* Stored data *
PR #1323, opened 2023-10-13
fix(receive): update minimum invoice amount

pwltr:
### Description

Updates the minimum for an order. The minimum is the fee for the channel which is a dynamic value. For now anything greater than ~1092 is okay. Also updates max amount (half the max channel size) and adds a missing migration.

### Linked Issues/Tasks

https://app.asana.com/0/0/1205713367218911/f

### DIFF
--- a/src/screens/Wallets/Receive/ReceiveAmount.tsx
+++ b/src/screens/Wallets/Receive/ReceiveAmount.tsx
@@ -22,7 +22,6 @@ import { getNumberPadText } from '../../../utils/numberpad';
 import { createCJitEntry } from '../../../utils/blocktank';
 import { showToast } from '../../../utils/notifications';
 import { DEFAULT_CHANNEL_DURATION } from '../../Lightning/CustomConfirm';
-import { primaryUnitSelector } from '../../../store/reselect/settings';
 import { blocktankInfoSelector } from '../../../store/reselect/blocktank';
 import { refreshBlocktankInfo } from '../../../store/actions/blocktank';
 import type { ReceiveScreenProps } from '../../../navigation/types';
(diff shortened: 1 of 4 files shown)


limpbrains (approved):

src/screens/Wallets/Receive/ReceiveAmount.tsx
```diff
@@ -38,9 +42,9 @@ const ReceiveAmount = ({
 	const unit = useSelector(primaryUnitSelector);
 	const blocktank = useSelector(blocktankInfoSelector);
 
-	const { minChannelSizeSat, maxChannelSizeSat } = blocktank.options;
+	const { maxChannelSizeSat } = blocktank.options;
 	// Subtract from max to keep a buffer for dust
-	const maxInvoiceSats = maxChannelSizeSat - minChannelSizeSat;
+	const maxInvoiceSats = maxChannelSizeSat - MINIMUM_AMOUNT;
```
pwltr: Not sure what is the point of the buffer, the invoice will be paid via LN so dust shouldn't play a part here? @coreyphillips Can you elaborate?

coreyphillips: The comment is not correct and can be removed, but I believe this was initially added to prevent Blocktank from denying the CJIT channel opens in older versions of it. We can most likely remove it now and test that it continues to work and open as expected.

coreyphillips (approved):

src/screens/Wallets/Receive/ReceiveAmount.tsx
pwltr: Changed maxAmount and a added missing migration

coreyphillips (approved):

PR #1346, opened 2023-10-18
fix(lightning): prevent refresh from being called multiple times 

Jasonvdb:
### Description

Prevent refresh from being called multiple times simultaneously. Promises will still be resolved normally on success/error.

### Type of change

### Tests

- [ ] Detox test
- [ ] Unit test
- [x] No test

### DIFF
--- a/src/utils/lightning/index.ts
+++ b/src/utils/lightning/index.ts
@@ -464,6 +464,25 @@ export const unsubscribeFromLightningSubscriptions = (): void => {
 	onSpendableOutputsSubscription?.remove();
 };
 
+let isRefreshing = false;
+let pendingRefreshPromises: Array<(result: Result<string>) => void> = [];
+
+const resolveAllPendingRefreshPromises = (result: Result<string>): void => {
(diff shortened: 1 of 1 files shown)


src/utils/lightning/index.ts
```diff
@@ -464,6 +464,24 @@ export const unsubscribeFromLightningSubscriptions = (): void => {
 	onSpendableOutputsSubscription?.remove();
 };
 
+let isRefreshing = false;
+let pendingRefreshPromises: Array<(result: Result<string>) => void> = [];
+
+const resolveAllPendingRefreshPromises = (result: Result<string>): void => {
+	while (pendingRefreshPromises.length > 0) {
```
limpbrains, line 472: I believe `isRefreshing = false` is missing here

Jasonvdb: you're right thanks just fixed

limpbrains (approved):

coreyphillips (approved):

PR #1351, opened 2023-10-19
feat(lightning): Add Custom RGS Server

coreyphillips:
### Description

- Adds ability for users to add custom RGS servers in Advanced Settings.
- Will currently attempt to connect to any valid url passed as the RGS server.

### Type of change

### Tests

- [x] No test

### Screenshot / Video

Simulator Screenshot - iPhone 14 - 2023-10-19 at 20 22 27
Simulator Screenshot - iPhone 14 - 2023-10-19 at 20 22 36


pwltr (approved):

Jasonvdb (approved):
We should maybe indicate a restart is required to take affect. Also when switching servers incremental syncs won't work so on first startup it'll error and return empty graph but on next startup sync from scratch. So maybe best to stop ldk, delete current graph cache and then restart.

coreyphillips:
Added a notification to alert the user that they may need to update the app once or twice to apply the change. It will currently stop the node and restart LDK with the new RGS info, but I don't believe we have exposed a method to delete the net graph info just yet.

PR #1378, opened 2023-11-14
chore: update lockfile

pwltr:
### Description

I updated to latest node version 20.9.0 LTS and had to reset `yarn.lock` to be able to install dependencies.

@limpbrains @coreyphillips Can you check if this lock file works for your environment?

### DIFF
--- a/ios/Podfile.lock
+++ b/ios/Podfile.lock
@@ -76,9 +76,9 @@ PODS:
   - lottie-react-native (5.1.6):
     - lottie-ios (~> 3.4.0)
     - React-Core
-  - MMKV (1.3.1):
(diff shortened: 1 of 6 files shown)


limpbrains (changes requested):
I'm getting `TypeError: Cannot read property 'get' of undefined` when I start the app
I believe it is `const node = await drive.files.get('/profile.json')` 
Probably beucase slashtags sdk has been upgraded

pwltr:
Yeah I noticed as well this error popped up again too, I think it's one of the hyperswarm dependencies.
image

Probably we should find the package causing this and lock it in `package.json`.

PR #1381, opened 2023-11-16
fix: refactor contact add

limpbrains:
### Description

- upgrade synonymdev/slashtags-url
- refactor contact add form so that user can type slash url + relay

### Type of change

Bug fix

### Tests

Detox test

### DIFF
--- a/src/screens/Contacts/AddContact.tsx
+++ b/src/screens/Contacts/AddContact.tsx
@@ -2,9 +2,8 @@ import React, { ReactElement, useState } from 'react';
 import { View, StyleSheet, TouchableOpacity } from 'react-native';
 import { StackNavigationProp } from '@react-navigation/stack';
 import Clipboard from '@react-native-clipboard/clipboard';
-import { useTranslation } from 'react-i18next';
-import { SlashURL } from '@synonymdev/slashtags-sdk';
 import { parse } from '@synonymdev/slashtags-url';
+import { useTranslation } from 'react-i18next';
 
 import { closeBottomSheet } from '../../store/actions/ui';
 import { handleSlashtagURL } from '../../utils/slashtags';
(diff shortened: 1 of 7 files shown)


pwltr:
Couple of findings:
- In the design the text has the brand color on error state 

image

- The field is overlaying the button when a valid url is passed

Simulator Screenshot - iPhone 15 - 2023-11-28 at 18 19 59

- There is a slight layout shift when the error message appears
- I think the paste button shouldn't require pressing 'Add' again if the url was valid
- The position for the error text is a bit suboptimal when it comes to multi-lang support. Quickly tested german text and it wouldn't fit in one row together with the label on the left.

limpbrains:
> In the design the text has the brand color on error state
>  The field is overlaying the button when a valid url is passed
> There is a slight layout shift when the error message appears
> I think the paste button shouldn't require pressing 'Add' again if the url was valid

fixed

> The position for the error text is a bit suboptimal when it comes to multi-lang support. Quickly tested german text and it wouldn't fit in one row together with the label on the left.

Agree. I've added text wrap. Now if error message doesn't fit, it will appear on the new line

pwltr (approved):

src/screens/Contacts/AddContact.tsx
```diff
@@ -27,57 +28,64 @@ const AddContact = ({
...
-		setError(false);
+	const handleChangeUrl = (contactUrl: string): void => {
+		setUrl(contactUrl);
+		setError(undefined);
+	};
 
-		if (url === '') {
+	const handleAddContact = (contactUrl?: string): void => {
+		contactUrl = contactUrl ?? url;
+		console.info('handleAddContact', contactUrl);
```
pwltr: console.log

limpbrains: oops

* Prompt *
Every entry is to be repeated exactly as it stands.

* Answer to the problem *
PR #1323, opened 2023-10-13
fix(receive): update minimum invoice amount

pwltr:
### Description

Updates the minimum for an order. The minimum is the fee for the channel which is a dynamic value. For now anything greater than ~1092 is okay. Also updates max amount (half the max channel size) and adds a missing migration.

### Linked Issues/Tasks

https://app.asana.com/0/0/1205713367218911/f

### DIFF
--- a/src/screens/Wallets/Receive/ReceiveAmount.tsx
+++ b/src/screens/Wallets/Receive/ReceiveAmount.tsx
@@ -22,7 +22,6 @@ import { getNumberPadText } from '../../../utils/numberpad';
 import { createCJitEntry } from '../../../utils/blocktank';
 import { showToast } from '../../../utils/notifications';
 import { DEFAULT_CHANNEL_DURATION } from '../../Lightning/CustomConfirm';
-import { primaryUnitSelector } from '../../../store/reselect/settings';
 import { blocktankInfoSelector } from '../../../store/reselect/blocktank';
 import { refreshBlocktankInfo } from '../../../store/actions/blocktank';
 import type { ReceiveScreenProps } from '../../../navigation/types';
(diff shortened: 1 of 4 files shown)


limpbrains (approved):

src/screens/Wallets/Receive/ReceiveAmount.tsx
```diff
@@ -38,9 +42,9 @@ const ReceiveAmount = ({
 	const unit = useSelector(primaryUnitSelector);
 	const blocktank = useSelector(blocktankInfoSelector);
 
-	const { minChannelSizeSat, maxChannelSizeSat } = blocktank.options;
+	const { maxChannelSizeSat } = blocktank.options;
 	// Subtract from max to keep a buffer for dust
-	const maxInvoiceSats = maxChannelSizeSat - minChannelSizeSat;
+	const maxInvoiceSats = maxChannelSizeSat - MINIMUM_AMOUNT;
```
pwltr: Not sure what is the point of the buffer, the invoice will be paid via LN so dust shouldn't play a part here? @coreyphillips Can you elaborate?

coreyphillips: The comment is not correct and can be removed, but I believe this was initially added to prevent Blocktank from denying the CJIT channel opens in older versions of it. We can most likely remove it now and test that it continues to work and open as expected.

coreyphillips (approved):

src/screens/Wallets/Receive/ReceiveAmount.tsx
pwltr: Changed maxAmount and a added missing migration

coreyphillips (approved):

PR #1346, opened 2023-10-18
fix(lightning): prevent refresh from being called multiple times 

Jasonvdb:
### Description

Prevent refresh from being called multiple times simultaneously. Promises will still be resolved normally on success/error.

### Type of change

### Tests

- [ ] Detox test
- [ ] Unit test
- [x] No test

### DIFF
--- a/src/utils/lightning/index.ts
+++ b/src/utils/lightning/index.ts
@@ -464,6 +464,25 @@ export const unsubscribeFromLightningSubscriptions = (): void => {
 	onSpendableOutputsSubscription?.remove();
 };
 
+let isRefreshing = false;
+let pendingRefreshPromises: Array<(result: Result<string>) => void> = [];
+
+const resolveAllPendingRefreshPromises = (result: Result<string>): void => {
(diff shortened: 1 of 1 files shown)


src/utils/lightning/index.ts
```diff
@@ -464,6 +464,24 @@ export const unsubscribeFromLightningSubscriptions = (): void => {
 	onSpendableOutputsSubscription?.remove();
 };
 
+let isRefreshing = false;
+let pendingRefreshPromises: Array<(result: Result<string>) => void> = [];
+
+const resolveAllPendingRefreshPromises = (result: Result<string>): void => {
+	while (pendingRefreshPromises.length > 0) {
```
limpbrains, line 472: I believe `isRefreshing = false` is missing here

Jasonvdb: you're right thanks just fixed

limpbrains (approved):

coreyphillips (approved):

PR #1351, opened 2023-10-19
feat(lightning): Add Custom RGS Server

coreyphillips:
### Description

- Adds ability for users to add custom RGS servers in Advanced Settings.
- Will currently attempt to connect to any valid url passed as the RGS server.

### Type of change

### Tests

- [x] No test

### Screenshot / Video

Simulator Screenshot - iPhone 14 - 2023-10-19 at 20 22 27
Simulator Screenshot - iPhone 14 - 2023-10-19 at 20 22 36


pwltr (approved):

Jasonvdb (approved):
We should maybe indicate a restart is required to take affect. Also when switching servers incremental syncs won't work so on first startup it'll error and return empty graph but on next startup sync from scratch. So maybe best to stop ldk, delete current graph cache and then restart.

coreyphillips:
Added a notification to alert the user that they may need to update the app once or twice to apply the change. It will currently stop the node and restart LDK with the new RGS info, but I don't believe we have exposed a method to delete the net graph info just yet.

PR #1378, opened 2023-11-14
chore: update lockfile

pwltr:
### Description

I updated to latest node version 20.9.0 LTS and had to reset `yarn.lock` to be able to install dependencies.

@limpbrains @coreyphillips Can you check if this lock file works for your environment?

### DIFF
--- a/ios/Podfile.lock
+++ b/ios/Podfile.lock
@@ -76,9 +76,9 @@ PODS:
   - lottie-react-native (5.1.6):
     - lottie-ios (~> 3.4.0)
     - React-Core
-  - MMKV (1.3.1):
(diff shortened: 1 of 6 files shown)


limpbrains (changes requested):
I'm getting `TypeError: Cannot read property 'get' of undefined` when I start the app
I believe it is `const node = await drive.files.get('/profile.json')` 
Probably beucase slashtags sdk has been upgraded

pwltr:
Yeah I noticed as well this error popped up again too, I think it's one of the hyperswarm dependencies.
image

Probably we should find the package causing this and lock it in `package.json`.

PR #1381, opened 2023-11-16
fix: refactor contact add

limpbrains:
### Description

- upgrade synonymdev/slashtags-url
- refactor contact add form so that user can type slash url + relay

### Type of change

Bug fix

### Tests

Detox test

### DIFF
--- a/src/screens/Contacts/AddContact.tsx
+++ b/src/screens/Contacts/AddContact.tsx
@@ -2,9 +2,8 @@ import React, { ReactElement, useState } from 'react';
 import { View, StyleSheet, TouchableOpacity } from 'react-native';
 import { StackNavigationProp } from '@react-navigation/stack';
 import Clipboard from '@react-native-clipboard/clipboard';
-import { useTranslation } from 'react-i18next';
-import { SlashURL } from '@synonymdev/slashtags-sdk';
 import { parse } from '@synonymdev/slashtags-url';
+import { useTranslation } from 'react-i18next';
 
 import { closeBottomSheet } from '../../store/actions/ui';
 import { handleSlashtagURL } from '../../utils/slashtags';
(diff shortened: 1 of 7 files shown)


pwltr:
Couple of findings:
- In the design the text has the brand color on error state 

image

- The field is overlaying the button when a valid url is passed

Simulator Screenshot - iPhone 15 - 2023-11-28 at 18 19 59

- There is a slight layout shift when the error message appears
- I think the paste button shouldn't require pressing 'Add' again if the url was valid
- The position for the error text is a bit suboptimal when it comes to multi-lang support. Quickly tested german text and it wouldn't fit in one row together with the label on the left.

limpbrains:
> In the design the text has the brand color on error state
>  The field is overlaying the button when a valid url is passed
> There is a slight layout shift when the error message appears
> I think the paste button shouldn't require pressing 'Add' again if the url was valid

fixed

> The position for the error text is a bit suboptimal when it comes to multi-lang support. Quickly tested german text and it wouldn't fit in one row together with the label on the left.

Agree. I've added text wrap. Now if error message doesn't fit, it will appear on the new line

pwltr (approved):

src/screens/Contacts/AddContact.tsx
```diff
@@ -27,57 +28,64 @@ const AddContact = ({
...
-		setError(false);
+	const handleChangeUrl = (contactUrl: string): void => {
+		setUrl(contactUrl);
+		setError(undefined);
+	};
 
-		if (url === '') {
+	const handleAddContact = (contactUrl?: string): void => {
+		contactUrl = contactUrl ?? url;
+		console.info('handleAddContact', contactUrl);
```
pwltr: console.log

limpbrains: oops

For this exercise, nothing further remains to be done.